Indeed, the other major issue to be considered in the implementation of a QA system to the preparation of RPs is, as stated above, the peculiar nature of one of the ‘starting materials’, the radionuclide. It should be noted that the radioactivity levels involved may be very high, peaking up to 370GBq in the case of the radionuclide F-18 used in the preparation of [18F]FDG.
A few examples are given on how this factor may affect QA management in a radiopharmacy:
- The safest method of sterilisation, that allows for complete removal of microbial contaminants, is performed using heat sterilisation by autoclaving. However, time needed for a full sterilisation cycle may not be compatible with the half-life of some radionuclides, such as O-15, (T1/2 = 2min), N-13 (T1/2 = 10min) or even C-11 (T1/2 = 20min): moreover, there are RPs whose molecular structures do not survive a thermal treatment at 121°C.
- Thus, sterilisation by filtration is the most frequently used method. This requires testing of the filter integrity before the release of the product. Here once again radioactivity plays a role, causing an excessive radiation hazard to the operator, as the filter may retain significant amounts of radioactivity. One of the solutions proposed by the Guidance is the use of two sterile filters in series, on a risk analysis basis.
- In-process controls are considered ‘keypoints’ in the preparation of industrial pharmaceuticals, while they may not be always applicable in the case of RPs, again mainly due to radiation safety considerations.
- Labels affixed to the vial containing the final RP product, unless the labelling process is automated, do not include all the information required by the GMP. Essential data such as the radioactivity of the final product or the radioactive concentration, which are available only at the end of preparation, cannot be handwritten on the label and therefore should be included on a second label usually affixed to the secondary shielded container.
Finally, the concept of risk assessment (or risk analysis) plays an essential role in this field, therefore this is frequently recurrent in the Guidance, as it helps to make decisions concerning the many questions that arise during all the steps involved in the small-scale preparation of RPs.
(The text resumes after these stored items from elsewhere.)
PR #39, opened 2024-12-01
[pdp] Add some new features

bdewilde:
## changes

- adds "term is pre-cohort" feature, and leverages it to improve/streamline pre-cohort term filtering when making a labeled dataset
- adds "num courses in study area" features, both student-term-level and as cumulative fractions

## context

"Pre-cohort" terms came up as a data quality issue for a school, to be filtered out. But it was suggested that we make a feature to note their existence, in case students with pre-cohort terms are meaningfully different (wrt outcome) from those without. This also adds a long-standing feature want, related to the number of courses in students' stated program of study area.

Follows behind PR #38 

## questions

- do these features make sense?
- any other notable features we might want to add?

### DIFF
--- a/src/student_success_tool/analysis/pdp/features/cumulative.py
+++ b/src/student_success_tool/analysis/pdp/features/cumulative.py
@@ -33,6 +33,7 @@ def add_features(
                 ("term_in_peak_covid", "sum"),
                 ("term_is_fall_spring", "sum"),
                 ("term_is_while_student_enrolled_at_other_inst", "sum"),
+                ("term_is_pre_cohort", "sum"),
                 ("course_level_mean", ["mean", "min", "std"]),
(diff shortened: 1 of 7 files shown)


kaylawilding:
Pre-cohort terms is flagging students that took courses before their enrollment term? Do we have an idea of what is happening here? Is it transfers, dual enrollment?

bdewilde:
> Pre-cohort terms is flagging students that took courses before their enrollment term? Do we have an idea of what is happening here? Is it transfers, dual enrollment?

That's correct. For first-time-in-college students, I've only ever seen cases where they had courses in the term immediately prior to enrollment -- seems like something a subset of college students decide to do. A school had a notable subset of transfer students with pre-cohort terms; they're not sure why.

kaylawilding (approved):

Just to cite a few examples, in addition to those previously described, appropriate levels of microbiological sampling or quality controls and the nature of the controls themselves may be established on a risk analysis basis, as well as the necessary actions that need to be undertaken in the case of significant ‘out of specification’ results. Again, the Guidance suggests a simplified pathway for process validation, applicable by those small-scale radiopharmacies that have a well-established history of preparations, ‘using historical batch records, provided that there are adequate accumulated data to support a conclusion that the current process yields batches meeting predetermined acceptance criteria. The accumulated data should confirm that the preparation process was consistent and should document all of the changes to and failures of the process, if any.’
In conclusion, we hope that the cGRPP guidance may contribute to the two major issues currently affecting the world of RPs preparation: adapting the regulatory framework to their specific characteristics and harmonising the applicable guidelines in the EU countries.
1. EU guidelines to Good Manufacturing Practice – Medicinal products for human and veterinary use, Vol. 4.
2. Guidelines on current good Radiopharmacy Practice (cGRPP) in the Preparation of Radiopharmaceuticals. Available online at: www.eanm.org/scientific_info/guidelines/gl_radioph_ cgrpp.pdf
3. Elsinga P et al. Eur J Nucl Med Mol Imaging 2010;37:1049–62.